Nun meine Frage ob ajax dafür das Richtige ist und wie man die ganze Sache angeht?


----------



## Sven Mintel (19. Mai 2010)

Moin,

erstmal das Erfreuliche voraus: ja, AJAX ist dafür genua das Richtige

das Unerfreuliche: ich hab von diesem bash-cgi keine Ahnung, kann dir also nur beschreiben, wie es vor sich ginge:

Empfehlen würde ich dort die Nutzung eines Frameworks, das erspart dir die Einarbeitungszeit in AJAX und JS.
Gut eignen würde sich dafür jQuery

Ablauf:
Überwache den Sendevorgang per http://api.jquery.com/submit/
Dort starte einen AJAX-Request: http://api.jquery.com/load/
(bei dieser Methode wird das Zielelement direkt befüllt)
Prüfe weiterhin, ob die Checkbox aktiviert ist, wenn ja, starte ein Timeout für eine weitere Funktion: http://api.jquery.com/delay/
Diese weitere Funktion muss nichts weiter machen, als neu zu submitten: http://api.jquery.com/triggerHandler/

Dein Skript müsste für 2 Fälle etwas parat haben.

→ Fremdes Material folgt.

PR #664, opened 2025-08-25
Add run_nix_shell

### LINKED ISSUE #615: Add an easy way to use packages inside run_shell
As a developer I want to invoke external buildsystems/tools that may do execs themselves. For this I would need a proper PATH with all nixpkgs I want configured. 

Something like run_shell but with another argument where either one label to a nix_shell_env (bad name i know) which contains all packages, or the list of packages are supplied and fitted into the run_shell environment. Bonus points if include paths etc are correct set

Hacking into nix-shell implementation to get a shell file I can use for entering. Doing it manually by including all packages manually, try rules_sh (sadly won't work in my case because of bzlmod dependency trees).

**Additional context**
Basically I want to use rules_nixpkgs as bazel sandbox provider

jlesquembre:
Fixes #615


core/nixpkgs.bzl
```diff
@@ -884,3 +884,92 @@ def nixpkgs_flake_package(
...
+
+    ctx.actions.run_shell(
+      inputs = [nix_env],
+      outputs = [out_file],
+      progress_message = "Running nix shell...",
+      arguments = [out_file.path],
+      command = """
+        source {}
+        {}
+        """.format(nix_env.path, ctx.attr.cmd, out_file.path)
```
layus: This is strange, you are passing three arguments to format, while there are only two placeholders.

core/nixpkgs.bzl
```diff
@@ -903,3 +884,92 @@ def nixpkgs_flake_package(
...
+    )
+    return [DefaultInfo(files = depset([out_file]))]
+
+run_nix_shell = rule(
+    implementation = _run_nix_shell_impl,
+    attrs = {
+        "output": attr.string(
```
malt3:
```suggestion
        "outputs": attr.output_list(
```

I think an [output list](https://bazel.build/rules/lib/toplevel/attr#output_list) would give us a bit more flexibility. This way, users can define multiple outputs for a single action. This also avoids the need to `ctx.actions.declare_file`. Instead, the file is available through `ctx.outputs.outputs`.

malt3 (commented):
Looks pretty good to me. I think this would be a little nicer using an output_list.

jlesquembre:
@tweag/rules_nixpkgs_reviewers Rebased onto the latest master branch, which resolved the CI issues. I believe that was the only thing blocking this PR.

avdv (approved):
LGTM, thank you!

(I have just wired up the missing documenation and regenerated the README)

1. Das normale HTML-Dokument mit dem beschriebenen Skript....dies sollte es ausgeben, wenn keine Daten gesendet wurden

2. Die Daten, die im Zielelement angezeigt werden sollen, sofern Daten gesendet wurden.


Ich hoffe, meine Ausführen waren halbwegs verständlich.:-(


----------